RECORD EXCERPTS:
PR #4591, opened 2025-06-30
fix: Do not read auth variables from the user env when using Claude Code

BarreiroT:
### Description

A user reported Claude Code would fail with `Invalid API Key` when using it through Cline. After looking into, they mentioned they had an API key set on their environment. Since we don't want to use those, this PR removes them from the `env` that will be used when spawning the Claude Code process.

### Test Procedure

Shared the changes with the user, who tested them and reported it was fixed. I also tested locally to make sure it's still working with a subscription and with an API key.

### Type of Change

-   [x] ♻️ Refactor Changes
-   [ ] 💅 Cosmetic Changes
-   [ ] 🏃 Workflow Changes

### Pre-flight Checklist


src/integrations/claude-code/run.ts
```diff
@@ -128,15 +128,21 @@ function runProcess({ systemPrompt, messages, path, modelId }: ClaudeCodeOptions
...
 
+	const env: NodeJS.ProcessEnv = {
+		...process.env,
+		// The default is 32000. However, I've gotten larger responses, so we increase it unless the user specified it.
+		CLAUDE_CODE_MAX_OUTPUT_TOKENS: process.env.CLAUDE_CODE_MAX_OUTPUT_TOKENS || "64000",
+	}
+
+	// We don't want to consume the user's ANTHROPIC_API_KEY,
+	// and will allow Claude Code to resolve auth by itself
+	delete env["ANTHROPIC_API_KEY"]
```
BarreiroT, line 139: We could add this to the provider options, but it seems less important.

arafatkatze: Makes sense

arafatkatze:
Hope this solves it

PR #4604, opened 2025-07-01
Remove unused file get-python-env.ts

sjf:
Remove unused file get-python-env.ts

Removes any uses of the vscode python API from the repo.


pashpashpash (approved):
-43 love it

TASK GOAL: Each line from the first line of the listing through the line containing "### Description" must be set down exactly; no other line belongs in the answer.

SOLUTION:
PR #4591, opened 2025-06-30
fix: Do not read auth variables from the user env when using Claude Code

BarreiroT:
### Description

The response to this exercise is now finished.